School of Life Sciences, Beijing University of Chinese Medicine, Beijing, 102488, China.
Chin Med. 2022 Jan 4;17(1):1. doi: 10.1186/s13020-021-00565-5.
Qingwei San (QWS), one of classic Chinese Medicine prescripts, has been widely used to treat stomach heat syndrome which manifests oral ulcer (OU), periodontitis and upper gastrointestinal bleeding for seven hundred years. However, the therapeutic effects of QWS on diabetic OU subjected to stomach heat syndrome are still ambiguous. In the study, we investigated the pharmacological mechanisms.
The main components of QWS aqueous extract were analyzed by LC-MS, and potential pathways of QWS targeting OU were predicted by network pharmacology. The db/db mice were administered with the decoction of dried Zingiber officinale Rosc. rhizome combined with NaOH cauterization to establish the model of diabetic OU subjected to stomach heat syndrome. Subsequently, the model mice were treated with QWS, and OU wound healing status were recorded. The pathological changes of gastric tissue and oral mucosa were evaluated using hematoxylin-eosin staining, and the morphology of collagen fibers in oral mucosa was assessed by Masson staining. The levels of thromboxane B (TXB), 6-Keto-prostaglandin F1α (6-keto-PGF1α), interleukin-1 β (IL-1β), IL-2, IL-6, tumor necrosis factor-α (TNF-α), β-endorphin (β-EP) and 5-Hydroxytryptamine (5-HT) were determined by ELISA assay. The protein expressions of Toll-like receptor 4 (TLR4), TNF receptor associated factor 6 (TRAF6), myeloid differentiation factor 88 (MyD88), inhibitor of NF-κB alpha (IκΒα), p-IκΒα and nuclear factor kappa-B (NF-κB) p65 were measured by Western Blotting.
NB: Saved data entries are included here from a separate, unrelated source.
PR #851, opened 2019-01-16
Fix typos in documentation

Bananeweizen:


KengoTODA:
LGTM, but we also need to fix [docs/locale/ja/LC_MESSAGES/filter.po](https://github.com/spotbugs/spotbugs/blob/release-3.1/docs/locale/ja/LC_MESSAGES/filter.po) file for Japanese language users. Can you handle it? If it's too messy, I will handle it.

KengoTODA:
I've confirmed that po file needs no update, sorry for confusing you

PR #853, opened 2019-01-18
Util#getXMLType refactoring

inponomarev:
Refactored `Util#getXMLType` method based on [static analysis finding](https://www.viva64.com/en/b/0603/#ID0E5LDK). `counter` variable had no chance to be equal to or greater than 4 anyway.

Since this code worked unchanged since initial commit 70bd1096fd325c44eaad92e5e6a9c029d183c4aa in 2007, I think there is no point in 'correcting' it by actually limiting the search of opening tag by 4 lines. 'Limited search' will not work, e.g. in case of extensive comment or just empty lines in the beginning of the file.

Since this is not changing the code behaviour, do we need changelog entry?

----

### DIFF
--- a/spotbugs/src/main/java/edu/umd/cs/findbugs/util/Util.java
+++ b/spotbugs/src/main/java/edu/umd/cs/findbugs/util/Util.java
@@ -385,14 +385,11 @@ public class Util {
         }
 
         in.mark(5000);
-        BufferedReader r = null;
         try {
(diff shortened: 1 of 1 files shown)


KengoTODA:
I feel this is not critical problem, then let me merge to 4.0 release later.

KengoTODA:

inponomarev:
👌

PR #900, opened 2019-03-05
bump up Gradle to the latest 5.2.1

KengoTODA:
It's better to use the latest Gradle instead of RC version.


KengoTODA:
This change does not affect the build result, it is just a build tool, not a part of product.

A total of 183 compounds in QWS were identified by LC-MS, and identified 79 bioactive compounds corresponded to 269 targets and 59 pathways. QWS high-dose treatment significantly reduced the level of TXB and the ratio of TXB/6-keto-PGF1α. Meanwhile, it improved mucosal pathological morphology, and reduced the area of OU and local edema. Simultaneously, the levels of TNF-α, IL-1β, IL-6, IL-2 and 5-HT, and the expressions of TLR4, TRAF6, MyD88, p-IκΒα and NF-κB p65 were decreased.
QWS treatment facilitates the healing of OU, ameliorates pathological morphologies of gastric and oral mucosa and decreases the levels of pro-inflammatory cytokines in db/db mice subjected to stomach heat syndrome, whose mechanism may be associated with the inhibition of TLR4/MyD88/NF-κB signaling pathway to exert anti-inflammatory effects.
清胃散作为经典的中医方剂之一,七百年来一直被广泛用于治疗胃热证,其表现为口腔溃疡、牙周炎和上消化道出血。然而,清胃散对胃热证型糖尿病性口腔溃疡的治疗效果仍不明确。在本研究中,我们探究了其药理机制。
采用液相色谱-质谱联用(LC-MS)分析清胃散水提取物的主要成分,并通过网络药理学预测清胃散作用于口腔溃疡的潜在途径。采用干姜水煎剂联合氢氧化钠烧灼法建立胃热证型糖尿病性口腔溃疡模型。随后,给予模型小鼠清胃散治疗,并记录口腔溃疡愈合情况。采用苏木精-伊红染色评估胃组织和口腔黏膜的病理变化,采用Masson染色评估口腔黏膜胶原纤维形态。采用酶联免疫吸附测定(ELISA)法检测血栓素B(TXB)、6-酮-前列腺素F1α(6-keto-PGF1α)、白细胞介素-1β(IL-1β)、IL-2、IL-6、肿瘤坏死因子-α(TNF-α)、β-内啡肽(β-EP)和5-羟色胺(5-HT)的水平。采用蛋白质免疫印迹法检测Toll样受体4(TLR4)、肿瘤坏死因子受体相关因子6(TRAF6)、髓样分化因子88(MyD88)、核因子κB抑制因子α(IκΒα)、磷酸化IκΒα(p-IκΒα)和核因子κB(NF-κB)p65的蛋白表达。
通过LC-MS共鉴定出清胃散中的183种化合物,其中79种生物活性化合物对应269个靶点和59条通路。清胃散高剂量治疗显著降低TXB水平及TXB/6-keto-PGF1α比值。同时,改善了黏膜病理形态,减小了口腔溃疡面积和局部水肿。同时,TNF-α、IL-1β、IL-6、IL-2和5-HT水平以及TLR4、TRAF6、MyD88、p-IκΒα和NF-κB p65的表达均降低。
清胃散治疗可促进胃热证型db/db小鼠口腔溃疡的愈合,改善胃和口腔黏膜的病理形态,降低促炎细胞因子水平,其机制可能与抑制TLR4/MyD88/NF-κB信号通路发挥抗炎作用有关。